Как оказалось, в то самое время, пока я сидел взаперти, жизнь вне моей камеры была куда как полна жизни. Я был "выскакивающей", а Питер и Джой — персонами VIP, поэтому им обеспечили более теплый прием.
— Этот Синклер дал нам поговорить с мамой и папой по видеофону. Они не здесь, или он не хочет говорить, что они здесь — черт его знает. Похоже, таких лагерей у "Альтернативного мира" не один и не два. Или даже и не десяток, — сказал Питер задумчиво.

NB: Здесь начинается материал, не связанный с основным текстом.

PR #5508, opened 2025-01-06
[NI] support non-anonymous access for oras pull

fseldow:
**What type of PR is this?**

/kind feature

[NI] support non-anonymous access for oras pull

Fixes #

**Requirements**:

- [ ] includes documentation
- [ ] adds unit tests

**Release note**:

```
none
```

### DIFF
--- a/parts/linux/cloud-init/artifacts/cse_helpers.sh
+++ b/parts/linux/cloud-init/artifacts/cse_helpers.sh
@@ -245,10 +245,11 @@ oras_login_with_identity() {
     local acr_url=$1
     local client_id=$2
     local tenant_id=$3
-
+    set +x
     ACCESS_TOKEN=$(curl "http://169.254.169.254/metadata/identity/oauth2/token?api-version=2018-02-01&resource=https%3A%2F%2Fmanagement.azure.com%2F&client_id=$client_id" -H Metadata:true -s | jq .access_token -r)
     if [ -z "$ACCESS_TOKEN" ]; then
         echo "Failed to retrieve kubelet token"
+        set -x 
         return 1
     fi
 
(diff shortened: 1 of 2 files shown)


parts/linux/cloud-init/artifacts/cse_helpers.sh
```diff
@@ -215,6 +215,54 @@ retrycmd_get_tarball() {
...
+    if [ -z "$ACCESS_TOKEN" ]; then
+        echo "Failed to retrieve kubelet token"
+        return 1
+    fi
+
+    ACR_TOKEN=$(curl -X POST "https://$acr_url/oauth2/exchange" \
+        -H "Content-Type: application/x-www-form-urlencoded" \
+        -d "grant_type=access_token&service=$acr_url&tenant=$tenant_id&access_token=$ACCESS_TOKEN" -s | jq -r '.refresh_token')
+
+    if [ -z "$ACR_TOKEN" ]; then
```
cameronmeissner, line 259: might considering wrapping lines referencing ACR_TOKEN between a:
```
set +x
...
set -x
```
so we don't log it within cluster provisioning logs, I'm assuming the refresh token is fairly short-lived though still better to keep logs clean of any secrets

parts/linux/cloud-init/artifacts/cse_helpers.sh
```diff
@@ -215,6 +215,54 @@ retrycmd_get_tarball() {
...
+    for i in $(seq 1 $access_retries); do
+        if [ $i -eq $access_retries ]; then
+            return $ERR_ORAS_PULL_NETWORK_ACCESS
+        else
+            timeout 60 oras pull $sample_image --registry-config ${ORAS_REGISTRY_CONFIG_FILE} > $ORAS_OUTPUT 2>&1
+            if [[ $? != 0 ]]; then
+                echo "acr access check failed:"
+                error_output=$(cat $ORAS_OUTPUT)
+                if [[ $error_output == *"not found"* ]]; then
+                    echo "Error: Image '$sample_image' not found, please check acr cache is settled correctly"
```
cameronmeissner, line 232:
```suggestion
                    echo "Error: Image '$sample_image' not found, please check acr cache is correctly set"
```

parts/linux/cloud-init/artifacts/cse_helpers.sh
```diff
@@ -215,6 +215,54 @@ retrycmd_get_tarball() {
...
+retrycmd_acr_access_check() {
+    access_retries=$1; wait_sleep=$2;
+    local acr_url=$3
+    echo "${access_retries} retries for acr access check"
+    sample_image="$acr_url/mcr/hello-world:latest"
+    for i in $(seq 1 $access_retries); do
+        if [ $i -eq $access_retries ]; then
+            return $ERR_ORAS_PULL_NETWORK_ACCESS
+        else
+            timeout 60 oras pull $sample_image --registry-config ${ORAS_REGISTRY_CONFIG_FILE} > $ORAS_OUTPUT 2>&1
```
cameronmeissner, line 227: I'd recommend we just store the output of the pull command in a var rather than a new file, as it stands it also looks like that file would be persisted which we don't want

parts/linux/cloud-init/artifacts/cse_helpers.sh
fseldow: add `set +x` and `set -x` for now

PR #5511, opened 2025-01-06
refactor: manually generate self-signed kubelet serving cert when opting out of certificate rotation

cameronmeissner:
**What type of PR is this?**

in cases where customers want to manually opt-out of kubelet serving cert rotation via nodepool tag, this PR ensures that the self-signed certificate their kubelets end up getting look _exactly_ the same as the self-signed certs they'd get if they hadn't been onboarded to kubelet serving certificate rotation in the first place - this is accomplished by calling the `generateSelfSignedKubeletServingCertificate` function explicitly and passing in `--tls-cert-file`/`--tls-private-key-file` to the kubelet, rather than letting kubelet generate its own self-signed cert at startup time.

Fixes #

**Requirements**:

- [ ] includes documentation
- [ ] adds unit tests

**Release note**:

```
none
```


cameronmeissner:
relevant abe2e scenarios are passing, failures are unrelated

lilypan26 (approved):

PR #5524, opened 2025-01-08
feat: create vmss tag to skip binary cleanup during CSE

AlisonB319:
**What type of PR is this?**
We want to have the option of not cleaning up unused binaries on our VHD in order to understand which vulnerabilities on 1P AKS nodes came from the image vs. which were introduced by the customer (adding extensions, packages, etc.)

Fixes #

**Requirements**:

- [ ] includes documentation
- [ ] adds unit tests

**Release note**:

```
none
```


parts/linux/cloud-init/artifacts/cse_main.sh
```diff
@@ -104,7 +104,12 @@ logs_to_events "AKS.CSE.disableSystemdResolved" disableSystemdResolved
 logs_to_events "AKS.CSE.configureAdminUser" configureAdminUser
 
 VHD_LOGS_FILEPATH=/opt/azure/vhd-install.complete
-if [ -f $VHD_LOGS_FILEPATH ]; then
+export -f should_skip_binary_cleanup
+SKIP_BINARY_CLEANUP=$(retrycmd_if_failure_no_stats 10 1 10 bash -cx should_skip_binary_cleanup)
+if [[ "${SKIP_BINARY_CLEANUP}" == true ]]; then
```
Devinwong, line 109: Is it expected `if [[ "${SKIP_BINARY_CLEANUP}" == true ]]` then it doesn't check `[ -f $VHD_LOGS_FILEPATH ]` ? It seems irrelevant per the variables naming.

AlisonB319: Thats intended because for `[-f $VHD_LOGS_FILEPATH ]` it will call 

`logs_to_events "AKS.CSE.cleanUpContainerImages" cleanUpContainerImages`

which is what I don't want to happen if we are skipping cleanup

Devinwong: Sounds good. Thanks for confirming

Devinwong (approved):

parts/linux/cloud-init/artifacts/cse_main.sh
```diff
@@ -104,7 +104,12 @@ logs_to_events "AKS.CSE.disableSystemdResolved" disableSystemdResolved
...
+    echo "binaries will not be cleaned up"
+    FULL_INSTALL_REQUIRED=true
```
djsly, line 111: what is this for ?

parts/linux/cloud-init/artifacts/cse_main.sh
djsly: true is a bool in this case ?  the curl results returns a string, so what is the final logic ? any string (value) set for the TAG will be `true` ?

djsly: should `"true"` be used instead ?

pkg/agent/testdata/AKSUbuntu1604+Containerd/line9.sh
```diff
@@ -460,6 +460,17 @@ should_disable_kubelet_serving_certificate_rotation() {
...
 }
 
+should_skip_binary_cleanup() {
+    set -x
+    body=$(curl -fsSL -H "Metadata: true" --noproxy "*" "http://169.254.169.254/metadata/instance?api-version=2021-02-01")
+    ret=$?
+    if [ "$ret" != "0" ]; then
+      return $ret
+    fi
+    should_skip=$(echo "$body" | jq -r '.compute.tagsList[] | select(.name == "SkipBinaryCleanup") | .value')
```
jason1028kr, line 470: How/where does the tag gets applied to the node?

jason1028kr (approved):

parts/linux/cloud-init/artifacts/cse_main.sh
AlisonB319:
```
if [[ $OS == $UBUNTU_OS_NAME ]] && [ "$FULL_INSTALL_REQUIRED" = "true" ]; then
    logs_to_events "AKS.CSE.installDeps" installDeps
else
```
it triggers the installDeps function

pkg/agent/testdata/AKSUbuntu1604+Containerd/line9.sh
AlisonB319: You have to apply it as a vmss tag when you create the cluster
```
az aks create -g $CLUSTER_RG \
  --aks-custom-headers AKSHTTPCustomFeatures=Microsoft.ContainerService/UseCustomizedOSImage,OSImageSubscriptionID=$GALLERY_SUBID,OSImageResourceGroup=$GALLERY_RG,OSImageGallery=$GALLERY_NAME,OSImageName=$OS_IMAGE_NAME,OSImageVersion=$OS_IMAGE_VERSION \
  -n $CLUSTER_NAME \
  --vm-set-type VirtualMachineScaleSets \
  --node-count 1 \
  --node-vm-size $VM_SIZE \
  --tags SkipBinaryCleanup="true" 
```

parts/linux/cloud-init/artifacts/cse_helpers.sh
```diff
@@ -486,6 +486,17 @@ should_disable_kubelet_serving_certificate_rotation() {
...
 
+should_skip_binary_cleanup() {
+    set -x
+    body=$(curl -fsSL -H "Metadata: true" --noproxy "*" "http://169.254.169.254/metadata/instance?api-version=2021-02-01")
+    ret=$?
+    if [ "$ret" != "0" ]; then
+      return $ret
+    fi
+    should_skip=$(echo "$body" | jq -r '.compute.tagsList[] | select(.name == "SkipBinaryCleanup") | .value')
+    echo "$should_skip"
```
cameronmeissner, line 497: I'd recommend sending this to lower-case with `echo "${should_skip.,,}"`

parts/linux/cloud-init/artifacts/cse_main.sh
cameronmeissner, line 109:
```suggestion
if [ "${SKIP_BINARY_CLEANUP}" == "true" ]; then
```

cameronmeissner, line 109: im not sure this is exactly what we want

cameronmeissner: confirmed offline setting FULL_INSTALL_REQUIRED to true in our VHD is _probably_ fine, and we'll only be doing this internally anyways

cameronmeissner: I might try something like this to make things a bit more readable:


```
export -f should_skip_binary_cleanup
SKIP_BINARY_CLEANUP=$(retrycmd_if_failure_no_stats 10 1 10 bash -cx should_skip_binary_cleanup)

if [ ! -f $VHD_LOGS_FILEPATH ] && [ "${IS_VHD,,}" == "true" ]; then
    echo "Using VHD distro but file $VHD_LOGS_FILEPATH not found"
    exit $ERR_VHD_FILE_NOT_FOUND
fi

FULL_INSTALL_REQUIRED=false
    echo "detected golden image pre-install"
    logs_to_events "AKS.CSE.cleanUpContainerImages" cleanUpContainerImages
elif [ "${SKIP_BINARY_CLEANUP}" == "true" ]; then
    echo "binaries will not be cleaned up"
    FULL_INSTALL_REQUIRED=true
else
    if [[ "${IS_VHD}" = true ]]; then
        echo "Using VHD distro but file $VHD_LOGS_FILEPATH not found"
        exit $ERR_VHD_FILE_NOT_FOUND
    fi
    FULL_INSTALL_REQUIRED=true
fi
```

cameronmeissner: Ideally we'd be able to extract this logic out to a helper function which we could unit test with shellspec, having it directly within cse_main.sh makes things much harder to test unfortunately

e2e/validators.go
```diff
@@ -218,6 +219,30 @@ func ValidateIMDSRestrictionRule(ctx context.Context, s *Scenario, table string)
...
 
+func ValidateMultipleKubeProxyVersionsExist(ctx context.Context, s *Scenario) {
+	execResult := execOnVMForScenario(ctx, s, "ctr --namespace k8s.io images list | grep kube-proxy | awk '{print $1}' | grep -oE '[0-9]+\\.[0-9]+\\.[0-9]+'")
+	if execResult.exitCode != "0" {
+		s.T.Errorf("Failed to list kube-proxy images: %s", execResult.stderr)
+		return
+	}
+
+	versions := bytes.NewBufferString(strings.TrimSpace(execResult.stdout.String()))
+	versionMap := make(map[string]int)
```
cameronmeissner, line 230: supernit: we can accomplish the same thing with a `map[string]struct{}`, since we only care about unique versions (`struct{}` also takes up much less memory)

parts/linux/cloud-init/artifacts/cse_main.sh
AlisonB319: I'll work on extracting, but in the if elif, I think it makes more sense to check for the skip_binary_cleanup first, since `[ -f $VHD_LOGS_FILEPATH ];` just checks if that filepath exists, which it does for the unit tests.

AlisonB319: the jq in 
```
should_skip=$(echo "$body" | jq -r '.compute.tagsList[] | select(.name == "SkipBinaryCleanup") | .value')
    echo "${should_skip,,}"
```
is what causes it to be a bool over a string

AlisonB319: the jq makes it a bool so unless we want to force it to be a string, I think keeping it bool makes sense 
```
should_skip=$(echo "$body" | jq -r '.compute.tagsList[] | select(.name == "SkipBinaryCleanup") | .value')
echo "${should_skip,,}"
```

AlisonB319: if SkipBinaryCleanup=False in the tags, then it will not skip the cleanup, which is as intended, but I doubt anybody would do this as its default behavior without the tag

e2e/scenario_test.go
```diff
@@ -921,6 +921,30 @@ func Test_Ubuntu2204_WASM(t *testing.T) {
...
 }
 
+func Test_AzureLinux_Skip_Binary_Cleanup(t *testing.T) {
+	RunScenario(t, &Scenario{
+		Description: "tests that an AzureLinux node will skip binary cleanup and can be properly bootstrapped",
+		Config: Config{
+			Cluster: ClusterKubenet,
+			VHD:     config.VHDAzureLinuxV2Gen2,
+			BootstrapConfigMutator: func(nbc *datamodel.NodeBootstrappingConfiguration) {
+				if nbc.KubeletConfig == nil {
```
cameronmeissner, line 931: unless we want to actually add something to the kubelet config here, I don't think we need this mutator

parts/linux/cloud-init/artifacts/cse_install.sh
```diff
@@ -771,6 +772,32 @@ cleanUpContainerd() {
     rm -Rf $CONTAINERD_DOWNLOADS_DIR
 }
 
+handleContainerImageCleanup() {
```
cameronmeissner, line 775: nit: `getInstallModeAndCleanupContainerImages`?

parts/linux/cloud-init/artifacts/cse_main.sh
```diff
@@ -103,18 +103,9 @@ logs_to_events "AKS.CSE.disableSystemdResolved" disableSystemdResolved
...
-else
-    if [[ "${IS_VHD}" = true ]]; then
-        echo "Using VHD distro but file $VHD_LOGS_FILEPATH not found"
-        exit $ERR_VHD_FILE_NOT_FOUND
-    fi
-    FULL_INSTALL_REQUIRED=true
-fi
+export -f should_skip_binary_cleanup
+SKIP_BINARY_CLEANUP=$(retrycmd_if_failure_no_stats 10 1 10 bash -cx should_skip_binary_cleanup)
+FULL_INSTALL_REQUIRED=$(handleContainerImageCleanup $SKIP_BINARY_CLEANUP $IS_VHD)
```
cameronmeissner, line 108: I believe `set -e` will be configured at this point, though I think we should explicitly check `$?` for the `exit $ERR_VHD_FILE_NOT_FOUND` case since we're calling the func in a subshell, otherwise if `set -e` isn't set the exit statement will essentially do nothing

we actually do the same thing up above on lines 90-96 when checking `exit should_skip_nvidia_drivers `

parts/linux/cloud-init/artifacts/cse_install.sh
cameronmeissner, line 775: thanks for giving this a shot :)

spec/parts/linux/cloud-init/artifacts/cse_install_spec.sh
```diff
@@ -64,5 +64,12 @@ Describe 'cse_install.sh'
             The output line 2 should equal "Package \"containerd\" does not exist in $COMPONENTS_FILEPATH."
             The output line 3 should equal "mock installContainerdWithManifestJson calling"
         End
+        It 'should skip binary cleanup if SKIP_BINARY_CLEANUP is true'
```
cameronmeissner, line 67: can we put this in a new `Describe` block specifically for testing the new function?

e2e/scenario_test.go
```diff
@@ -921,6 +921,26 @@ func Test_Ubuntu2204_WASM(t *testing.T) {
 	})
 }
 
+func Test_AzureLinux_Skip_Binary_Cleanup(t *testing.T) {
+	RunScenario(t, &Scenario{
+		Description: "tests that an AzureLinux node will skip binary cleanup and can be properly bootstrapped",
+		Config: Config{
+			Cluster:                ClusterKubenet,
+			VHD:                    config.VHDAzureLinuxV2Gen2,
+			BootstrapConfigMutator: func(nbc *datamodel.NodeBootstrappingConfiguration) {},
```
cameronmeissner, line 930: I think we can just omit this entirely

non_existent_file.txt
cameronmeissner, line 1: looks like the shellspec cleanup isn't quite working as expected

e2e/scenario_test.go
AlisonB319: Without the BootstrapConfigMutator it throws an error 
```
kube.go:94: waiting for pod app=debug-mariner  in "default" namespace to be ready
    kube.go:142: pod debug-mariner-4zlf9 is ready
    scenario_helpers_test.go:106: exactly one of BootstrapConfigMutator or AKSNodeConfigMutator must be set
--- FAIL: Test_AzureLinux_Skip_Binary_Cleanup (9.55s)
```

djsly (approved):

e2e/scenario_test.go
cameronmeissner: oh, sad, that didn't used to be a tihng

cameronmeissner (approved):

PR #5601, opened 2025-01-17
fix pipeline triggers missing

timmy-wright:
**What type of PR is this?**

/kind chore

Some pipeline triggers were missing for files used in the windows e2e pipelines. Fixed this.

Fixes #

**Requirements**:

- [ ] includes documentation
- [ ] adds unit tests

**Release note**:

```
none
```

### DIFF
--- a/.pipelines/.vsts-vhd-builder-release-windows.yaml
+++ b/.pipelines/.vsts-vhd-builder-release-windows.yaml
@@ -8,7 +8,9 @@ pr:
   paths:
     include:
     - .pipelines/.vsts-vhd-builder-release-windows.yaml
+    - .pipelines/templates/.build-and-test-windows-vhd-template.yaml
     - .pipelines/templates/.builder-release-template-windows.yaml
+    - .pipelines/templates/e2e-template.yaml
     - packer.mk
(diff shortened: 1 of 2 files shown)


.pipelines/.vsts-vhd-builder-release-windows.yaml
```diff
@@ -8,7 +8,9 @@ pr:
   paths:
     include:
     - .pipelines/.vsts-vhd-builder-release-windows.yaml
+    - .pipelines/templates/.build-and-test-windows-vhd-template.yaml
```
AbelHu, line 11: 1. Do the tests pass now? It may block all PRs if the answer is no
2. Should the PR be created against dev branch by following the current process?

timmy-wright: 1. This PR will not make the tests pass. Which I'm comfortable with. At least bypassing failing tests will be a conscious decision rather than an accident.
2. dev branch is now gone! So we can make PRs against master again.

AbelHu (approved):
LGTM. Thanks for the PR. It is better to fix the issue before merging to avoid blocking all incoming PRs.

djsly (approved):

PR #5618, opened 2025-01-21
Enable linter for aks-node-controller

r2k1:
**What type of PR is this?**
/kind test

- Enable linter for aks-node-controller. (Currently linter is running only for core AgentBaker code).
- Upgrade golangci-lint version
- Delete deprecated linters

Fixes #

**Requirements**:

- [ ] includes documentation
- [ ] adds unit tests

**Release note**:

```
none
```


.github/workflows/golangci-lint.yml
```diff
@@ -18,16 +18,20 @@ jobs:
   golangci:
     name: lint
     runs-on: ubuntu-24.04
+    strategy:
+      matrix:
+        dirs: [".", "aks-node-controller"]
```
djsly, line 23: which Folder were subject to the linter before ?  should we add more folders ?

djsly (approved):

cameronmeissner (approved):

.github/workflows/golangci-lint.yml
r2k1: yep

r2k1: Another option is to find all `go.mod` files and run linters on them.

But there is a few ad-hoc scripts and e2e I'm not sure I want to bother with lint errors.
Maybe explicitly adding important ones is cleaner. Easier to maintain the pipieline.

I don't think we have many other folders we worry about.

PR #5619, opened 2025-01-21
Update windows scripts to use components.json instead of having versions hard coded in a script

timmy-wright:
**What type of PR is this?**

/kind refactor

This is the first in a series of PRs that will migrate the Windows VHD builds to use components.json. This will eventually let us use the same embargo build process for windows as per linux.

This PR just migrates the cached containers and binaries It also refactors the build scripts.

There is one customer visible change. The components.json file and another helpers file is left in c:/k/ I don't see this as a problem because:
* These files are public on our GitHub (in this repo)
* components.json is already left on the Linux VHDs

The reason we needed to leave those there is so we can run VHD tests after snapshotting the VHD. The test scripts used those files and I couldn't find a nice way to copy the files to the VM running the tests.

Note that the c:\k directory is where we put all the AKS componentry. It's similar to how we use /opt/azure/ in the linux world.

Fixes #

**Requirements**:

- [ ] includes documentation
- [ ] adds unit tests

**Release note**:

```
none
```


Devinwong:
This feature is good. So that we can use 1 components.json to define all components' versions. I see that you apply `renovateTag` on the windows related components. Were you able to test if Renovate auto detection works for those components too?

parts/linux/cloud-init/artifacts/components.json
```diff
@@ -9,6 +9,18 @@
           "latestVersion": "1.8.22",
           "previousLatestVersion": "1.8.20"
         }
+      ],
+      "windowsVersions": []
```
Devinwong, line 13: Does this need to be here if it's empty? If it's the components.cue will complain, you can consider configure `windowsVersions` as optional too.

timmy-wright: I don't think it has to be there - I prob put it there out of habit. Will remove.

timmy-wright: Done.

timmy-wright:
> This feature is good. So that we can use 1 components.json to define all components' versions. I see that you apply `renovateTag` on the windows related components. Were you able to test if Renovate auto detection works for those components too?

I haven't tested renovate auto detection - have set all windows versions to disable renovate until I do that.

parts/linux/cloud-init/artifacts/components.json
```diff
@@ -870,6 +1286,11 @@
       "name": "nvidia-container-toolkit",
       "downloadLocation": "/usr/local/bin",
       "downloadURIs": {
+        "windows": {
```
Devinwong, line 1289: Can you also make sure the script will not crash if the "windows" block isn't presented? Please ignore if it's already handled.
Not sure about Windows node, but in Linux case, there could be cases like new shell scripts are executing in old VHD image (security patch scenarior) which doesn't always have the latest components.json thus some keys could be missing. We encountered some IcMs because of this.

Devinwong:
With this PR, does it mean we can expect when there is a newer version of a component, Renovate/user just simply updates this components.json file only and the latest will be cached in Windows VHD correctly? If that's the case, it will be super awesome because component owners can just approve/merge the automated PR and everything else about components update in Windows/Linux VHDs will be well taken care of!

parts/linux/cloud-init/artifacts/components.json
timmy-wright: It's already handled, but I have added some powershell unit tests for this case. 

However, Windows doesn't parse components.json at provision time - it's only at build time - so the risk of IcM is less for Windows than linux anyway.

Джой сидела, подперев ладонью щеку, и вид у нее был грустный.
— Мы даже не знаем, когда увидимся с ними, — она говорила о родителях, понял я. И понял еще одну вещь: сейчас этим двоим было плевать на политику, плевать на то, где мы, и почему. Синклер мог вернуть им родителей — и это было главное.
Если меня кантовали несколько дней, то их привели к Синклеру сразу. Разговор был недолгим: он лишь дал им поговорить с родителями, и объяснил то, на каких условиях они будут здесь находиться. "Альтернативному миру" нужны были разработки Чейсов. Очевидно, в какой-то момент, Мелани и Лоуренс отказались от работы, и этот ублюдок Синклер решил воздействовать на них через детей. Питеру и Джой дали свободу перемещения по жилому сектору, без захода в научно-исследовательский отсек, но их жизнь теперь зависела от того, как быстро их родители смогут выполнить заказ "Альтернативного мира".
Равно как и моя.
Меня могли прикончить сразу же. Помогло то, что Питер успел в разговоре сказать родителям обо мне, и те поставили Сиклеру условие: жизнь троих, а не двоих детей в обмен на то, что они делали. То, что он потом узнал обо мне, было, видимо, его личной инициативой.
Обо всем этом Питер рассказывал, потупив глаза.
— Ты извини, что втянули тебя во все это, — сказал он негромко, — и Вену не увидели, и вот это все…
Я махнул рукой: мол, да ладно, с кем не бывает, и поймал удивленный взгляд Джой. Что ж, если бы они пропали, а я остался в "Новом доме" — это было бы намного хуже.
Год назад, в Детройте, мне не повезло принять участие в одной драке. Две банды делили территорию, а я, дурак, не зная этого, ошивался на улицах и занимался тем, что воровал кошельки у добропорядочных граждан. Как следствие, попал в разборку, где меня и пырнули ножом с молчаливого согласия обеих сторон и копов, которые по тому району ходили исключительно по трое и с оружием. После этого попал в больницу, а потом Дик, изворчавшийся как старый холодильник, определил меня в последний, до "Нового дома" приют, потеряв, видимо, всякую надежду на мое так называемое "исправление". После больницы я понял две донельзя элементарных истины: что лезть в чужие разборки глупо, и что жизнь у каждого из нас одна. Целый год после этого я старался придерживаться этих истин, и не ходить не по краю. Что бы там не думал Риди, я стал осторожнее, и даже мои знаменитые "взрывы", когда я сносил всё на своем пути, стали реже. Шрам от ранения давно уже зажил, оставаясь лишь тонкой белой полосой на коже, но память осталась. И вот теперь я нарушил оба своих кредо, и влез в такое колоссальное дерьмо, которое грозило не только целости моей шкуры, но и чему-то куда большему.